Question regarding Probability of Dice

Question

A pair of dice is thrown 180 times in a row. Find the probability that the event is 25 or more times I should define random variable $X$ but is this binomial distribution or negative binomial distribution. I really confused the define random variable and apply the distribution function. Any idea will be appreciated.

Answer 1

Using CLT you get

$$\mathbb{P}[X\geq 25]=\mathbb{P}\left[Z\geq \frac{24.5-180/6}{\sqrt{180\cdot\frac{5}{6}\cdot\frac{1}{6}}}\right]=\mathbb{P}[Z\geq -1.1]=1-\Phi(-1.1)\approx 86.43\%$$

this because your rv is a bernulli taking values zero and one with probability $\left\{\frac{5}{6};\frac{1}{6}\right\}$ respectively (one if the result is 7 and zero if result is not 7)

The exact result with the binomial is $\approx 86.56\%$

Nice approx with CLT, a poket calculator and the paper gaussian table...

Answer 2

As lulu said in the comments, we just need to calculate the probability that a single throw of pair yields 7.

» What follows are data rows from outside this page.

PR #3245, opened 2024-03-26
Add new official build pipeline

agocke:


eng/official.yml
```diff
@@ -0,0 +1,156 @@
...
+  repositories:
+  - repository: 1ESPipelineTemplates
+    type: git
+    name: 1ESPipelineTemplates/1ESPipelineTemplates
+    ref: refs/tags/release
+extends:
+  template: v1/1ES.Official.PipelineTemplate.yml@1ESPipelineTemplates
+  parameters:
+    pool:
+      name: Azure-Pipelines-1ESPT-ExDShared
```
akoeplinger: this is the wrong pool, we should be using NetCore1ESPool-Svc-Internal here.

given this is only really used for the SDLSources stage you can also use this setting:
```
  parameters:
    sdl:
      sourceAnalysisPool:
        name: NetCore1ESPool-Svc-Internal
        image: 1es-windows-2022
        os: windows
```

eng/official.yml
```diff
@@ -0,0 +1,156 @@
...
+          enablePublishBuildAssets: true
+          enableMicrobuild: true
+          jobs:
+          - job: Windows_NT
+            pool:
+              ${{ if eq(variables.officialBuild, 'false') }}:
+                vmImage: windows-latest
+              ${{ if eq(variables.officialBuild, 'true') }}:
+                name: NetCore1ESPool-Internal
+                demands: ImageOverride -equals 1es-windows-2019
```
akoeplinger: does this even work? it should have `image` and `os` keys

eng/official.yml
```diff
@@ -0,0 +1,156 @@
...
+            testResultsFormat: vstest
+          enablePublishBuildAssets: true
+          enableMicrobuild: true
+          jobs:
+          - job: Windows_NT
+            pool:
+              ${{ if eq(variables.officialBuild, 'false') }}:
+                vmImage: windows-latest
+              ${{ if eq(variables.officialBuild, 'true') }}:
+                name: NetCore1ESPool-Internal
```
akoeplinger: we should be using NetCore1ESPool-Svc-Internal for servicing branches

eng/official.yml
```diff
@@ -0,0 +1,156 @@
...
+      jobs:
+      - template: /eng/common/templates/jobs/jobs.yml@self
+        parameters:
+          enableTelemetry: true
+          helixRepo: dotnet/linker
+          enablePublishUsingPipelines: true
+          enablePublishBuildArtifacts: true
+          ${{ if eq(variables.officialBuild, 'false') }}:
+            enablePublishTestResults: true
+            testResultsFormat: vstest
```
akoeplinger: we can probably clean up the pipeline to not run tests etc

akoeplinger (commented):
is the cecil submodule update intentional?

agocke:
@akoeplinger Trying to fix it. There's a package downgrade due to the submodule referencing net40

eng/official.yml
agocke: True

sbomer (approved):
LGTM if it works

agocke:
CG is complaining, so I think it works, but we will need to update some dependencies.

agocke:
I'm going to merge this and come back for the dependency update in a second PR.

PR #3246, opened 2024-03-26
Update MSBuild reference version

agocke:


sbomer (approved):
What problem is this fixing?

agocke:
Theoretically it updates transitive nuget references. I’m still validating though

agocke:
OK, summary is that the test assets are old. The only other bump is MSBuild, but these are just reference assemblies, so they don't actually carry anything important for us.

PR #3254, opened 2024-08-20
Upgrade Microsoft.IO.Redist

agocke:


sbomer (approved):
LGTM, thanks. In general I wonder if we should be using a MicrosoftBuildFrameworkVersion matching dotnet/sdk, instead of bumping to the latest MSBuild and then having to fix up the transitive dependencies when there are cg alerts, similar to what I suggested in https://github.com/dotnet/linker/pull/3187#issue-1550187825.

agocke:
I think that makes sense for 8.0, but for 6.0 a targeted fix seems appropriate and low risk.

Let A denotes the incident that in one trial the total on the two dice is 7 and $B_{ij}$ denotes the incident that the number on the $j^{th}$ dice is i. Then we have $$A = \sum_{i=1}^6 AB_{i1} $$ Thus we can calculate the $\mathbb{P}$(A) \begin{equation}\begin{aligned} \mathbb{P}(A) &= \sum_{i=1}^6\mathbb{P}(AB_{i1})\\ &= \sum_{i=1}^6\mathbb{P}(A|B_{i1})\mathbb{P}(B_{i1})\\ &= \sum_{i=1}^6\mathbb{P}(B_{7-i,2}|B_{i1})\mathbb{P}(B_{i1})\\ &= \sum_{i=1}^6\mathbb{P}(B_{7-i,2})\mathbb{P}(B_{i1})\\ &= \frac{1}{6} \end{aligned}\end{equation}

So the answer of your question is $\sum_{i=25}^{180}\binom{180}{i}(\frac{1}{6})^{i}(\frac{5}{6})^{180-i}$, which is the same as yours.